Source data:
((
PR #8, opened 2021-09-20
[ETL-33] CFN stacks: revise bucket, add role, database, classifier

tthyer:
This is the next installment for ETL-33. 

1. There is a small reorganization. All python has been moved under the `src` directory, which does have subfolders underneath it. I moved diagrams to a docs directory.
2. The S3 bucket has been renamed for more generic use, and instead of one development bucket we have two: one each for input and output. In production we will only have an output bucket as will pull real data from a bucket in the Bridge account.
3. I've added a classifer that is probably complete, and a job role and glue database that both will  probably undergo some further changes


Pipfile
```diff
@@ -14,3 +14,4 @@ sceptre = "==2.*"
 boto3 = "==1.*"
 pyspark = "==3.*"
 synapseclient = "==2.*"
+pyyaml = "*"
```
tthyer, line 17: for linting

config/develop/glue-database.yaml
```diff
@@ -0,0 +1,6 @@
+template_path: glue-database.yaml
+stack_name: glue-database
+parameters:
+  DatabaseName: bridge-downstream-etl
+stack_tags:
+  {{ stack_group_config.default_stack_tags }}
```
tthyer, line 6: I anticipate that this will eventually not be a free-standing stack, but will rather be part of a nested stack created per-study.

templates/s3-bucket.yaml
```diff
@@ -76,7 +76,7 @@ Resources:
             - Sid: ReadAccess
               Effect: Allow
               Principal:
-                AWS: !Ref ReadWriteAccessArns
+                AWS: !Ref ReadOnlyAccessArns
```
tthyer, line 79: this was a mistake in the previous PR

templates/glue-database.yaml
```diff
@@ -0,0 +1,15 @@
+AWSTemplateFormatVersion: '2010-09-09'
+Description: TBD
```
thomasyu888, line 2: Nit: Fill in description later?

thomasyu888 (approved):
LGTM. just one small comment.

templates/glue-database.yaml
tthyer: thanks -- pushed a description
))
Among the lines above, find those containing the word "glue" and copy each.

RESULT OF THIS EXERCISE:
3. I've added a classifer that is probably complete, and a job role and glue database that both will  probably undergo some further changes
config/develop/glue-database.yaml
+template_path: glue-database.yaml
+stack_name: glue-database
templates/glue-database.yaml
templates/glue-database.yaml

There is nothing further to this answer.